- _WORK INSTRUCTIONS_
Please output exactly the part of the records below that opens with the line containing "- Added local" and closes with the line containing "- Offline mode", both lines included, and nothing else.

- _GIVEN DATA_
PR #1593, opened 2026-03-16
fix(editor): stabilize refresh handling and offline behavior

israrkhan921:
Fix editor state transitions during auto-typing refreshes and reduce noisy logging from worker/bundler paths.

Improve PWA/dev offline reliability by updating service worker registration, cache versioning, app-shell precache, and local font asset usage for the Godel example.

Use same-origin manifest/favicon assets and move model-viewer import out of inline HTML to avoid Vite html-proxy issues.

### DIFF
--- a/bindings/wasm/examples/editor/editor.js
+++ b/bindings/wasm/examples/editor/editor.js
@@ -50,9 +50,8 @@ if (navigator.serviceWorker) {
   } else {
     // Resolve against the current page URL so production asset paths don't
     // redirect registration into /assets.
-    // v=4 is only a URL cache-bust for the worker script fetch path.
     const serviceWorkerUrl =
-        new URL('./service-worker.js?v=4', window.location.href);
+        new URL('./service-worker.js', window.location.href);
     navigator.serviceWorker
         .register(serviceWorkerUrl, {scope: './', updateViaCache: 'none'})
         .then(async registration => {
@@ -410,13 +409,12 @@ async function createEditor() {
   // broken declaration re-exports to non-existent source files. Avoid CDN
   // probes for those packages to keep refreshes quiet.
   // This skip list only affects Monaco auto-typing CDN lookups, not runtime
-  // imports; scoped @thi.ng entries are included to suppress noisy probes.
+  // imports.
   const jsDelivrResolver = new JsDelivrSourceResolver();
   const skippedTypingPackages =
       new Set(['manifold-3d', 'text-shaper', '@types/require']);
   const shouldSkipTypingPackage = packageName => {
-    return skippedTypingPackages.has(packageName) ||
-        packageName.startsWith('@thi.ng/');
+    return skippedTypingPackages.has(packageName);
   };
   const sourceResolver = {
     resolvePackageJson: async (packageName, version, subPath) => {


israrkhan921:
Sorry again, sir! 
I should have verified everything properly before adding changes.

The main mistake on my side was simple, I didn’t refresh the browser at right time, so I was looking at stale output and misunderstanding what was actually failing.
Because of that why, I treated noisy logs as runtime failures, even though the core geometry pipeline was still working.

Here is the full breakdown of what happened and what I have fixed.

I reproduced the issue carefully in the WASM editor examples and checked both paths:
1. Run flow: code execution and mesh export.
2. Refresh flow: editor/UI updates background type resolution, and cache behavior.

At first, the console looked like many failures. 
After tracing each message source I found three different causes mixed together:
1. Worker and bundler logging noise.
2. Monaco auto-typing network probes.
3. Browser policy and caching behavior.

So this was not one single bug. 
It was a signal-vs-noise problem across several layers.

1. Example state randomly became New Script  
What was happening:  
- The editor change handler could treat background typing refresh as user edits.
- In some paths it relied on stale captured script state.
- That combination could falsely convert examples into New Script.

What I changed:  
- Used the active script name at event time.
- Ignored flush/change events while type resolution is active.
- Prevented non-user typing refresh from triggering example conversion.

Why this works:  
- Background typing updates and real user edits are now separated.
- Decisions use live state instead of stale state.

Result:  
- Example switching/editing is stable.
- Random New Script conversion no longer occurs.

2. Fetching log spam in console  
What was happening:  
- Per-request fetch logs were emitted in the bundler path.
- Worker logs were mirrored in a way that duplicated output.
- Editor log UI showed repetitive fetch lines with low value.

What I changed:  
- Removed per-request fetch log emission in bundler.
- Stopped duplicate worker console mirroring while keeping useful forwarding.
- Filtered repetitive Fetching http lines in the editor log display path.

Why this works:  
- Important execution logs remain.
- Transport-level noise is reduced.

Result:  
- Console is much cleaner.
- Useful run/export logs are still visible.

3. Monaco auto-typing jsDelivr 404 noise  
What was happening:  
- Auto-typing aggressively probed dependency typing paths.
- Some dependencies expose typings in ways that cause repeated failed probes.

What I changed:  
- Added targeted resolver skips for:
  - manifold-3d
  - text-shaper
  - @types/require
  - @thi.ng/*
- Reduced recursion depth for package/file probing.

Why this works:  
- Known noisy paths are skipped.
- Probe volume is reduced without disabling useful typing support.

Result:  
- 404 noise dropped significantly.
- Editor typing support still works.

4. Favicon blocked by browser policy (COEP/CORP)  
What was happening:  
- Favicon came from cross-origin URL and got blocked under policy.
- This caused warnings and inconsistent icon behavior.

What I changed:  
- Added same-origin local favicon asset.
- Updated HTML to use local icon and manifest path.

Why this works:  
- Same-origin assets avoid cross-origin blocking.

Result:  
- Same look.
- Cross-origin favicon warnings removed.

5. Offline/cache behavior during local testing  
What was happening:  
- Local behavior could become stale depending on service worker/cache state.
- Offline testing in dev mode also showed expected Vite HMR websocket warnings, which looked scary but were not app failures.
- Gödel example had a real offline failure due to remote font fetching.

What I changed:  
- Reworked service worker flow for reliable offline behavior:
  - deterministic registration/update behavior,
  - cache versioning cleanup,
  - app-shell precache for key UI assets.
- Added local Orbitron font asset and switched Gödel example font loading to same-origin first (with safe fallback).

Why this works:  
- Required assets are locally cached and available offline.
- Example-specific remote dependency no longer blocks Gödel offline.
- Dev websocket warnings are understood as expected HMR behavior in offline mode, not runtime defects.

Result:  
- Offline mode works reliably for the editor and examples (including Gödel after font localization).
- Remaining Vite websocket warning in offline dev mode is expected and non-functional.

Important clarification  
- Lit dev-mode warnings from model-viewer are development warnings, not functional failures.
- Core runtime/export path remained healthy throughout.
- Most fixes were around state correctness, diagnostics quality, and offline reliability.

What I learned  
1. Always refresh and confirm runtime state before diagnosing.
2. Separate log sources before deciding severity.
3. Reduce noise carefully so real errors stay visible.
4. Treat service worker/cache behavior as a first-class part of local debugging.

Final apology  
Sorry again, sir!  
Next time I will confirm refresh state, verify the exact source of errors first, and only then add changes.
after reviewing it i will be waiting to your response and feedback Sir.

elalish:
Okay, so AI code gens tools are great and all, and you're welcome to use them, but a couple things: 

1. Using AI for your PR descriptions and replies is not a great idea - even if you're not confident with english, I will trust your own voice more than I will trust the generic AI descriptions. The one above is particularly bad - remember that brevity is the soul of wit. I'm looking for more information from fewer words - longer descriptions are not better.
2. AI can code decently these days, but testing is harder because the problem is much more open. I need confidence that you understand what we're trying to build here well enough to really test it - manually! So, before I review this, please post a "before" screen recording showing the problem we're solving (have the dev tools panel open too), and then an "after" showing how it's improved with this PR. 
3. Remember that the most important thing in contributing code, in open source or a company, is trust. I need to know that you understand the feedback I give and that you can identify and fix problems on your own. I can't catch every mistake in code review, so I need to know that I can trust you to find most of the problems yourself. AI just isn't that good yet.

israrkhan921:
> Okay, so AI code gens tools are great and all, and you're welcome to use them, but a couple things:
> 
> 1. Using AI for your PR descriptions and replies is not a great idea - even if you're not confident with english, I will trust your own voice more than I will trust the generic AI descriptions. The one above is particularly bad - remember that brevity is the soul of wit. I'm looking for more information from fewer words - longer descriptions are not better.
> 2. AI can code decently these days, but testing is harder because the problem is much more open. I need confidence that you understand what we're trying to build here well enough to really test it - manually! So, before I review this, please post a "before" screen recording showing the problem we're solving (have the dev tools panel open too), and then an "after" showing how it's improved with this PR.
> 3. Remember that the most important thing in contributing code, in open source or a company, is trust. I need to know that you understand the feedback I give and that you can identify and fix problems on your own. I can't catch every mistake in code review, so I need to know that I can trust you to find most of the problems yourself. AI just isn't that good yet.

i got it sir
i will follow rules and instructions and thanks for feedback

israrkhan921:
@elalish 
so what is my next task sir?

israrkhan921:
its a short video of new changes in PR#1593

https://drive.google.com/file/d/1Nz9RHtZx8c0ULW758LkJ8lb-b5fhQt8g/view?usp=drive_link

israrkhan921:
@elalish 
Sir i am waiting for your response and also for reviewing this PR#1593

pca006132:
> Sir i am waiting for your response and also for reviewing this PR#1593

@israrkhan921 We typically reply in 1-2 days, but it may take longer if we have something else to do. Please be patient about it.

israrkhan921:
ok Sir
i will wait

israrkhan921:
@elalish @pca006123
before changes in PR#1593:
 before PR#1593 changes.mp4
<https://drive.google.com/file/d/1Fs08m61ijQqAZzmbVKboeMjzL99OnHD-/view?usp=drive_web>
after changes in PR#1593:
 after PR#1593 changes.mp4
<https://drive.google.com/file/d/1aTi2OH7_7MYgLeKJF3QX2StDFesSiONX/view?usp=drive_web>

bindings/wasm/examples/editor/editor.js
```diff
@@ -28,13 +30,49 @@ const CODE_START = '<code>';
...
+  if (disableServiceWorker) {
+    // Explicit escape hatch for debugging cache-related issues.
+    navigator.serviceWorker.getRegistrations().then(registrations => {
+      registrations.forEach(registration => registration.unregister());
+    });
+  } else {
+    // Resolve against the current page URL so production asset paths don't
+    // redirect registration into /assets.
+    const serviceWorkerUrl =
+        new URL('./service-worker.js?v=4', window.location.href);
```
elalish: What does this `v=4` do? Does it need to be updated when the cache version changes? Should it be a named constant that's shared instead?

And please remember to tell me when I'm wrong! 😄

bindings/wasm/examples/editor/editor.js
```diff
@@ -28,13 +30,49 @@ const CODE_START = '<code>';
...
+    navigator.serviceWorker
+        .register(serviceWorkerUrl, {scope: './', updateViaCache: 'none'})
+        .then(async registration => {
+          await navigator.serviceWorker.ready;
+          if (!navigator.serviceWorker.controller) {
+            const key = 'manifoldcad-sw-controller-refresh';
+            if (!window.sessionStorage.getItem(key)) {
+              window.sessionStorage.setItem(key, '1');
```
elalish, line 63: What does this 1 mean?

bindings/wasm/examples/editor/editor.js
```diff
@@ -366,29 +404,41 @@ async function createEditor() {
...
-  // that package path. This prevents noisy 404s in production logs.
+  // We inject manifold-3d typings locally above, and text-shaper publishes
+  // broken declaration re-exports to non-existent source files. Avoid CDN
+  // probes for those packages to keep refreshes quiet.
   const jsDelivrResolver = new JsDelivrSourceResolver();
+  const skippedTypingPackages =
+      new Set(['manifold-3d', 'text-shaper', '@types/require']);
+  const shouldSkipTypingPackage = packageName => {
+    return skippedTypingPackages.has(packageName) ||
+        packageName.startsWith('@thi.ng/');
```
elalish: Do `@thi.ng` packages have broken types as well? Might be good to add a comment about these as well. I'm a little surprised the declarations are broken - any chance we missed something?

bindings/wasm/examples/editor/editor.js
```diff
@@ -366,29 +404,41 @@ async function createEditor() {
...
+      if (shouldSkipTypingPackage(packageName)) return '';
       return jsDelivrResolver.resolveSourceFile(packageName, version, path);
     }
   };
 
   autoTypings = await AutoTypings.create(editor, {
     sourceResolver,
     sourceCache: self.window.typecache,
+    packageRecursionDepth: 1,
+    fileRecursionDepth: 2,
```
elalish, line 436: These feel a little arbitrary - can  we at least have comments about how you chose these limits?

bindings/wasm/examples/editor/editor.js
```diff
@@ -593,8 +645,12 @@ function createWorker() {
       createWorker();
 
     } else if (message?.type === 'log') {
-      consoleElement.textContent += message.message + '\r\n';
-      consoleElement.scrollTop = consoleElement.scrollHeight;
+      const logMessage = String(message.message ?? '');
+      // Hide noisy per-module CDN fetch traces, keep other worker logs.
```
elalish, line 653: 👍

elalish (changes requested):
Looking good, thanks! And I appreciate the video you made. Just a few small things.

bindings/wasm/examples/editor/editor.js
israrkhan921: > What does this `v=4` do? Does it need to be updated when the cache version changes? Should it be a named constant that's shared instead?
> 
> And please remember to tell me when I'm wrong! 😄

v=4 is only for cache-bust in service worker URL.
Browser sees service-worker.js?v=4 as new URL, so it re-fetches worker script.
It is not automatically connected to cache version name.
So no, it does not always need update when cache version changes, unless we want both linked.
Also we already use updateViaCache: 'none' and registration.update(), so maybe this v=4 is extra.
I agree:
if we keep it, better use shared named constant with comment.
if not needed, better remove it.

bindings/wasm/examples/editor/editor.js
israrkhan921: > What does this 1 mean?

1 is just flag in sessionStorage.
Meaning is:refresh already tried one time in this tab.
I use this so page does not go infinite reload when service worker controller is still null.
So 1 has no special meaning, only marker value.

bindings/wasm/examples/editor/editor.js
israrkhan921: > Do `@thi.ng` packages have broken types as well? Might be good to add a comment about these as well. I'm a little surprised the declarations are broken - any chance we missed something?

I don’t think all @thi.ng packages have broken types.
This skip is mainly for Monaco auto-typing CDN fetch noise/fail, not runtime import issue.
For manifold-3d we already inject local d.ts.
For text-shaper we saw bad declaration re-export path.
For @thi.ng rule, yes maybe we missed better root fix.
This rule can be too broad, I will add comment to explain why this skip is here.
but in the future we will fix it in best way

bindings/wasm/examples/editor/editor.js
israrkhan921: > These feel a little arbitrary - can we at least have comments about how you chose these limits?

Yes, you are right
Without comment these values look random
I set these limits to reduce Monaco auto-typing fetch noise and keep editor stable + fast (also better for offline)
packageRecursionDepth: 1 = only shallow package typing lookup, no deep transitive crawl
fileRecursionDepth: 2 = allow small local import chain, but stop before big recursive file graph
So not random numbers, just conservative limits for stability/performance
I will add clear comments for this

bindings/wasm/examples/editor/editor.js
elalish: I'd like to have type info for @thi.ng packages - they seem like a likely dependency people may directly import. Let's remove this case so that we don't hide the problem. And I'm curious if your other fixes here will cover the problem anyway?

bindings/wasm/examples/editor/editor.js
elalish: When in doubt, remove it.

israrkhan921:
i am checking it now

israrkhan921:
@elalish 
i have removed both:

after removing that :    https://drive.google.com/file/d/1C3vjqrfH50fGx8AZsEpRjSBxLIxviX7X/view?usp=drive_link

hrgdavor:
I was in similar boat as @israrkhan921 when I started contributing to other projects, I would be eager to get feedback, so at first I was annoying ppl, and later I would take few days to respond to feedback(switch of roles and being the slow er one), so after few PR's I became less annoying :D

anyway, nice to see even more contributors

- _RESULT BELOW_
- Added local Orbitron font asset and switched Gödel example font loading to same-origin first (with safe fallback).

Why this works:  
- Required assets are locally cached and available offline.
- Example-specific remote dependency no longer blocks Gödel offline.
- Dev websocket warnings are understood as expected HMR behavior in offline mode, not runtime defects.

Result:  
- Offline mode works reliably for the editor and examples (including Gödel after font localization).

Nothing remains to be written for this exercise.